(Collected data)
▬▬▬▬▬▬▬▬▬▬
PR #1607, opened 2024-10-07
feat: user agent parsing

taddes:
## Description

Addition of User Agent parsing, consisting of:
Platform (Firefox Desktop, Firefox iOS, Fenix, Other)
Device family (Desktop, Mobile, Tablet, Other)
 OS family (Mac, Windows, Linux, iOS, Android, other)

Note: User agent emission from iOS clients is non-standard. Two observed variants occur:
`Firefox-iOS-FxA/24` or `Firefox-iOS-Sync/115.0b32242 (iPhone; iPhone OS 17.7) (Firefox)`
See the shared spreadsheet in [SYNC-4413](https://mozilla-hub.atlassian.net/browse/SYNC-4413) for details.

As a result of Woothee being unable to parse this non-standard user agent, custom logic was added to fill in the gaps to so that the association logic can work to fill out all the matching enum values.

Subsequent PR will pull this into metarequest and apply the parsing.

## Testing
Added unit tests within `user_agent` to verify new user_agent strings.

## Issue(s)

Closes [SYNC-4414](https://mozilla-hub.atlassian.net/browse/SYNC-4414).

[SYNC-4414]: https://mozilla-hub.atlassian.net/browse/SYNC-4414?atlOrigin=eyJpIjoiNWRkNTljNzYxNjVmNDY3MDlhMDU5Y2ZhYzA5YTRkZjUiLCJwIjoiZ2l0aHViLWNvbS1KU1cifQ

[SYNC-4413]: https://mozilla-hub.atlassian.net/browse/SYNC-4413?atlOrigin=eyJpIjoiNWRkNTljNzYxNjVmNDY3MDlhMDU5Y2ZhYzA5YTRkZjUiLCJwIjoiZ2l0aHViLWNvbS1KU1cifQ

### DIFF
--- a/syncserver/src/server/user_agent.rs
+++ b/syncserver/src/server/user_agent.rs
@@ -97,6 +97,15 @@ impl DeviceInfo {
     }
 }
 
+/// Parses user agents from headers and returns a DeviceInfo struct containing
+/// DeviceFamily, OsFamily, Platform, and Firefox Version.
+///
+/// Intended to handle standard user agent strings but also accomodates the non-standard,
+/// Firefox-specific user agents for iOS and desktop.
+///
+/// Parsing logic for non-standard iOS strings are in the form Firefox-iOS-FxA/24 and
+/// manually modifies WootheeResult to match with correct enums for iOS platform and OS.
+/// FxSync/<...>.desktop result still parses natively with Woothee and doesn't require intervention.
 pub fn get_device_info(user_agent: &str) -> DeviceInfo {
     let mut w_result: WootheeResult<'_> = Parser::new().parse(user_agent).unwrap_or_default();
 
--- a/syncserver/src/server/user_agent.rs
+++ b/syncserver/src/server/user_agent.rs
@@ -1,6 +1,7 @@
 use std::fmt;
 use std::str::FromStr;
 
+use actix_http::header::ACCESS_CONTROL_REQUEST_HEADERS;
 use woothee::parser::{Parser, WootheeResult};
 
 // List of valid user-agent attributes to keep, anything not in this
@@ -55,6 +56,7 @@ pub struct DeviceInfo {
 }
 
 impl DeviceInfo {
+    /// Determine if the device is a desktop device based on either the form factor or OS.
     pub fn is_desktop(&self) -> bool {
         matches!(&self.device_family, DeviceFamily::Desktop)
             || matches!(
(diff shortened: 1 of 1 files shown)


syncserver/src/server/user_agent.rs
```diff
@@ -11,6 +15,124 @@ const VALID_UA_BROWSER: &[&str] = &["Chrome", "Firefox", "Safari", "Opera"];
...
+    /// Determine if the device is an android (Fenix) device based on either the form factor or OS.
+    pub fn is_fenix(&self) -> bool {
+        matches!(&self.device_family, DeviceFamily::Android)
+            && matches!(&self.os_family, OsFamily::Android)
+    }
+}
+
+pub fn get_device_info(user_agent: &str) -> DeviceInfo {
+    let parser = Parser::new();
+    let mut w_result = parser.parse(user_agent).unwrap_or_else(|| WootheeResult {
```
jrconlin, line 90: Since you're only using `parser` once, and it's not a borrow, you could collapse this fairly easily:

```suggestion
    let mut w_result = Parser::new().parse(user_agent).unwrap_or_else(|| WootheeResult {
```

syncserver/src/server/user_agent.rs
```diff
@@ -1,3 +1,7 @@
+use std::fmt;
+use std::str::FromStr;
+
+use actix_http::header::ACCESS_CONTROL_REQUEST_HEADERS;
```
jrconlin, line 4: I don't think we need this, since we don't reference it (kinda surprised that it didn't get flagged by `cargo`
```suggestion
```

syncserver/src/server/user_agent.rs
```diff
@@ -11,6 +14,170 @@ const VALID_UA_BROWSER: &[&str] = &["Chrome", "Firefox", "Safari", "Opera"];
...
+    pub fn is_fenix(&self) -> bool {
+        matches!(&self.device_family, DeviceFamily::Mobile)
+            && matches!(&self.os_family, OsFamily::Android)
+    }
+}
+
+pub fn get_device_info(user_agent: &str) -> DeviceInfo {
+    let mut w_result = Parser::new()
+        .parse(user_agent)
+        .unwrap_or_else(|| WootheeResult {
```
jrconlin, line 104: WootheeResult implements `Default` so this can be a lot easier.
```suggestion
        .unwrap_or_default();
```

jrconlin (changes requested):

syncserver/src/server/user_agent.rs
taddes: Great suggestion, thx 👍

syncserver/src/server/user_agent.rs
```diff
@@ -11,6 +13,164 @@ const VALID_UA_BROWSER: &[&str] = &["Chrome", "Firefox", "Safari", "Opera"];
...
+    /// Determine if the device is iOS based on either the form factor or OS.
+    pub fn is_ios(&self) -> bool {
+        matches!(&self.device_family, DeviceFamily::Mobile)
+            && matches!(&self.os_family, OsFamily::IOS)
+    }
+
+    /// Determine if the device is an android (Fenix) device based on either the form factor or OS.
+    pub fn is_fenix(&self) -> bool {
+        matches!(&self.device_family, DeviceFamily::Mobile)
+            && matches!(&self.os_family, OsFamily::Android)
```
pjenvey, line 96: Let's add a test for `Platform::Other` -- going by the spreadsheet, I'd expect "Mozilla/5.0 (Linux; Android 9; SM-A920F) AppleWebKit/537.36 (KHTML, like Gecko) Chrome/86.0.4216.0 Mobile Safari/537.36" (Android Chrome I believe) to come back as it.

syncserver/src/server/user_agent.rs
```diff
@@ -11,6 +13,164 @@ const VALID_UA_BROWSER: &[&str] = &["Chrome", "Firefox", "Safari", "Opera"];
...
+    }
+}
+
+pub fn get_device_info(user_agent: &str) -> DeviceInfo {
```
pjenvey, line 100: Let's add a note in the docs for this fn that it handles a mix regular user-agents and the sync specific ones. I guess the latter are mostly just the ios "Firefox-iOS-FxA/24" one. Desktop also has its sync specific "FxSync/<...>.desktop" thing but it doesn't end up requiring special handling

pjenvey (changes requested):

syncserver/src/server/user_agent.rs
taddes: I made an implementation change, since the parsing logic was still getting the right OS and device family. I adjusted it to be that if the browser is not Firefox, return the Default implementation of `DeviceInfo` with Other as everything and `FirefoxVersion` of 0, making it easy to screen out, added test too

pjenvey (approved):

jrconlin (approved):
▬▬▬▬▬▬▬▬▬▬
- **What you are asked to do**: Word for word, transcribe the data shown above.

- **Written reply**:
PR #1607, opened 2024-10-07
feat: user agent parsing

taddes:
## Description

Addition of User Agent parsing, consisting of:
Platform (Firefox Desktop, Firefox iOS, Fenix, Other)
Device family (Desktop, Mobile, Tablet, Other)
 OS family (Mac, Windows, Linux, iOS, Android, other)

Note: User agent emission from iOS clients is non-standard. Two observed variants occur:
`Firefox-iOS-FxA/24` or `Firefox-iOS-Sync/115.0b32242 (iPhone; iPhone OS 17.7) (Firefox)`
See the shared spreadsheet in [SYNC-4413](https://mozilla-hub.atlassian.net/browse/SYNC-4413) for details.

As a result of Woothee being unable to parse this non-standard user agent, custom logic was added to fill in the gaps to so that the association logic can work to fill out all the matching enum values.

Subsequent PR will pull this into metarequest and apply the parsing.

## Testing
Added unit tests within `user_agent` to verify new user_agent strings.

## Issue(s)

Closes [SYNC-4414](https://mozilla-hub.atlassian.net/browse/SYNC-4414).

[SYNC-4414]: https://mozilla-hub.atlassian.net/browse/SYNC-4414?atlOrigin=eyJpIjoiNWRkNTljNzYxNjVmNDY3MDlhMDU5Y2ZhYzA5YTRkZjUiLCJwIjoiZ2l0aHViLWNvbS1KU1cifQ

[SYNC-4413]: https://mozilla-hub.atlassian.net/browse/SYNC-4413?atlOrigin=eyJpIjoiNWRkNTljNzYxNjVmNDY3MDlhMDU5Y2ZhYzA5YTRkZjUiLCJwIjoiZ2l0aHViLWNvbS1KU1cifQ

### DIFF
--- a/syncserver/src/server/user_agent.rs
+++ b/syncserver/src/server/user_agent.rs
@@ -97,6 +97,15 @@ impl DeviceInfo {
     }
 }
 
+/// Parses user agents from headers and returns a DeviceInfo struct containing
+/// DeviceFamily, OsFamily, Platform, and Firefox Version.
+///
+/// Intended to handle standard user agent strings but also accomodates the non-standard,
+/// Firefox-specific user agents for iOS and desktop.
+///
+/// Parsing logic for non-standard iOS strings are in the form Firefox-iOS-FxA/24 and
+/// manually modifies WootheeResult to match with correct enums for iOS platform and OS.
+/// FxSync/<...>.desktop result still parses natively with Woothee and doesn't require intervention.
 pub fn get_device_info(user_agent: &str) -> DeviceInfo {
     let mut w_result: WootheeResult<'_> = Parser::new().parse(user_agent).unwrap_or_default();
 
--- a/syncserver/src/server/user_agent.rs
+++ b/syncserver/src/server/user_agent.rs
@@ -1,6 +1,7 @@
 use std::fmt;
 use std::str::FromStr;
 
+use actix_http::header::ACCESS_CONTROL_REQUEST_HEADERS;
 use woothee::parser::{Parser, WootheeResult};
 
 // List of valid user-agent attributes to keep, anything not in this
@@ -55,6 +56,7 @@ pub struct DeviceInfo {
 }
 
 impl DeviceInfo {
+    /// Determine if the device is a desktop device based on either the form factor or OS.
     pub fn is_desktop(&self) -> bool {
         matches!(&self.device_family, DeviceFamily::Desktop)
             || matches!(
(diff shortened: 1 of 1 files shown)


syncserver/src/server/user_agent.rs
```diff
@@ -11,6 +15,124 @@ const VALID_UA_BROWSER: &[&str] = &["Chrome", "Firefox", "Safari", "Opera"];
...
+    /// Determine if the device is an android (Fenix) device based on either the form factor or OS.
+    pub fn is_fenix(&self) -> bool {
+        matches!(&self.device_family, DeviceFamily::Android)
+            && matches!(&self.os_family, OsFamily::Android)
+    }
+}
+
+pub fn get_device_info(user_agent: &str) -> DeviceInfo {
+    let parser = Parser::new();
+    let mut w_result = parser.parse(user_agent).unwrap_or_else(|| WootheeResult {
```
jrconlin, line 90: Since you're only using `parser` once, and it's not a borrow, you could collapse this fairly easily:

```suggestion
    let mut w_result = Parser::new().parse(user_agent).unwrap_or_else(|| WootheeResult {
```

syncserver/src/server/user_agent.rs
```diff
@@ -1,3 +1,7 @@
+use std::fmt;
+use std::str::FromStr;
+
+use actix_http::header::ACCESS_CONTROL_REQUEST_HEADERS;
```
jrconlin, line 4: I don't think we need this, since we don't reference it (kinda surprised that it didn't get flagged by `cargo`
```suggestion
```

syncserver/src/server/user_agent.rs
```diff
@@ -11,6 +14,170 @@ const VALID_UA_BROWSER: &[&str] = &["Chrome", "Firefox", "Safari", "Opera"];
...
+    pub fn is_fenix(&self) -> bool {
+        matches!(&self.device_family, DeviceFamily::Mobile)
+            && matches!(&self.os_family, OsFamily::Android)
+    }
+}
+
+pub fn get_device_info(user_agent: &str) -> DeviceInfo {
+    let mut w_result = Parser::new()
+        .parse(user_agent)
+        .unwrap_or_else(|| WootheeResult {
```
jrconlin, line 104: WootheeResult implements `Default` so this can be a lot easier.
```suggestion
        .unwrap_or_default();
```

jrconlin (changes requested):

syncserver/src/server/user_agent.rs
taddes: Great suggestion, thx 👍

syncserver/src/server/user_agent.rs
```diff
@@ -11,6 +13,164 @@ const VALID_UA_BROWSER: &[&str] = &["Chrome", "Firefox", "Safari", "Opera"];
...
+    /// Determine if the device is iOS based on either the form factor or OS.
+    pub fn is_ios(&self) -> bool {
+        matches!(&self.device_family, DeviceFamily::Mobile)
+            && matches!(&self.os_family, OsFamily::IOS)
+    }
+
+    /// Determine if the device is an android (Fenix) device based on either the form factor or OS.
+    pub fn is_fenix(&self) -> bool {
+        matches!(&self.device_family, DeviceFamily::Mobile)
+            && matches!(&self.os_family, OsFamily::Android)
```
pjenvey, line 96: Let's add a test for `Platform::Other` -- going by the spreadsheet, I'd expect "Mozilla/5.0 (Linux; Android 9; SM-A920F) AppleWebKit/537.36 (KHTML, like Gecko) Chrome/86.0.4216.0 Mobile Safari/537.36" (Android Chrome I believe) to come back as it.

syncserver/src/server/user_agent.rs
```diff
@@ -11,6 +13,164 @@ const VALID_UA_BROWSER: &[&str] = &["Chrome", "Firefox", "Safari", "Opera"];
...
+    }
+}
+
+pub fn get_device_info(user_agent: &str) -> DeviceInfo {
```
pjenvey, line 100: Let's add a note in the docs for this fn that it handles a mix regular user-agents and the sync specific ones. I guess the latter are mostly just the ios "Firefox-iOS-FxA/24" one. Desktop also has its sync specific "FxSync/<...>.desktop" thing but it doesn't end up requiring special handling

pjenvey (changes requested):

syncserver/src/server/user_agent.rs
taddes: I made an implementation change, since the parsing logic was still getting the right OS and device family. I adjusted it to be that if the browser is not Firefox, return the Default implementation of `DeviceInfo` with Other as everything and `FirefoxVersion` of 0, making it easy to screen out, added test too

pjenvey (approved):

jrconlin (approved):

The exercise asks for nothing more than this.